Des freins juridiques vont toutefois limiter la pratique du home office. «Les entreprises qui se tournent vers ce dernier le font pour favoriser le bien-être du collaborateur. La particularité du Luxembourg est de compter chaque jour 200.000 frontaliers sur son territoire. Habituellement, les accords bilatéraux avec les pays frontaliers limitent le travail à distance pour des raisons fiscales et sociales. Si pour l’instant ces accords sont suspendus, le régime normal devrait être de nouveau de rigueur à partir du 30 juin.» Les employés allemands, belges et français seraient alors autorisés à télétravailler respectivement 19, 34 et 29 jours par an sans aucun impact sur leur fiscalité. Au-delà de ces seuils, tout jour presté dans le pays d’origine serait imposé dans celui-ci. Une situation qui impacterait non seulement le collaborateur, mais également l’employeur. Celui-ci devrait mettre en place au niveau de la gestion des salaires un système d’implémentation tenant compte de ces jours prestés en dehors du territoire luxembourgeois pour, le cas échéant, reverser aux autorités fiscales étrangères ce qui leur est dû. Sans oublier la problématique relative à l’affiliation à la sécurité sociale (seuil de 25 % du temps de travail).  

 En matière de télétravail, les frontaliers ne sont pas soumis aux mêmes lois en fonction de leur pays de résidence.  (Maison Moderne)

 En matière de télétravail, les frontaliers ne sont pas soumis aux mêmes lois en fonction de leur pays de résidence.  (Maison Moderne)

Consciente de l’intérêt de pouvoir travailler depuis chez eux pour les frontaliers, l’Assemblée nationale française a récemment adopté une résolution dans le but de susciter une réflexion européenne et obtenir un accord global. «Cette réflexion est urgente, car il est acquis que de nombreuses entreprises vont conserver cette habitude. Certaines d’entre elles ont déjà mis en place une politique en la matière.» Après la fin des accords, le télétravail devrait donc rester réglementé. «Dans le cas où ce dernier est autorisé, il devra en outre être effectué dans un périmètre raisonnable, le plus souvent au domicile de l’employé.
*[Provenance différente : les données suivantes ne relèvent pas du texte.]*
PR #201, opened 2020-04-09
bbbdigger/postinstall: suppress output of interface-identifier

Akira25:
This commit will suppress the output of the interface-identifier at installation of package bbb-digger.

This should solve Issue freifunk-berlin/firmware#675

### DIFF
--- a/addons/freifunk-berlin-bbbdigger/Makefile
+++ b/addons/freifunk-berlin-bbbdigger/Makefile
@@ -8,7 +8,7 @@
 include $(TOPDIR)/rules.mk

Le smartworking consistant à travailler d’où on veut quand on veut pouvant poser un problème en termes de temps de travail, de sécurité et de confidentialité des données, ne rentrera pas dans le cadre de cette pratique.»

Les clés d’une transition réussie: définir un cadre précis

Pour redéfinir le télétravail et trouver le bon équilibre, les entreprises devront mettre en place un cadre précis pour la mise en œuvre d’une flexibilisation pérenne selon des règles claires et partagées. «Selon la Convention de 2020, cette pratique doit résulter d’un commun accord entre les deux parties et mentionner les modalités (quotas de jours, heures durant lesquelles le salarié doit être joignable, indemnisation, etc.). L’employeur ne peut donc l’imposer et les salariés ne peuvent pas évoquer de droit au télétravail, car celui-ci n’existe pas.» C’est donc sous la forme d’un avenant au contrat que le home office doit être formalisé lequel devra prévoir les modalités du passage ou du retour vers la formule classique de travail.

Au Luxembourg, la loi votée mercredi 16 mars par les députés va dans ce sens. Elle prévoit en effet l’obligation pour les entreprises de plus de 150 salariés de consulter leur délégation du personnel avant la mise en place d’une politique de télétravail et d’obtenir leur accord.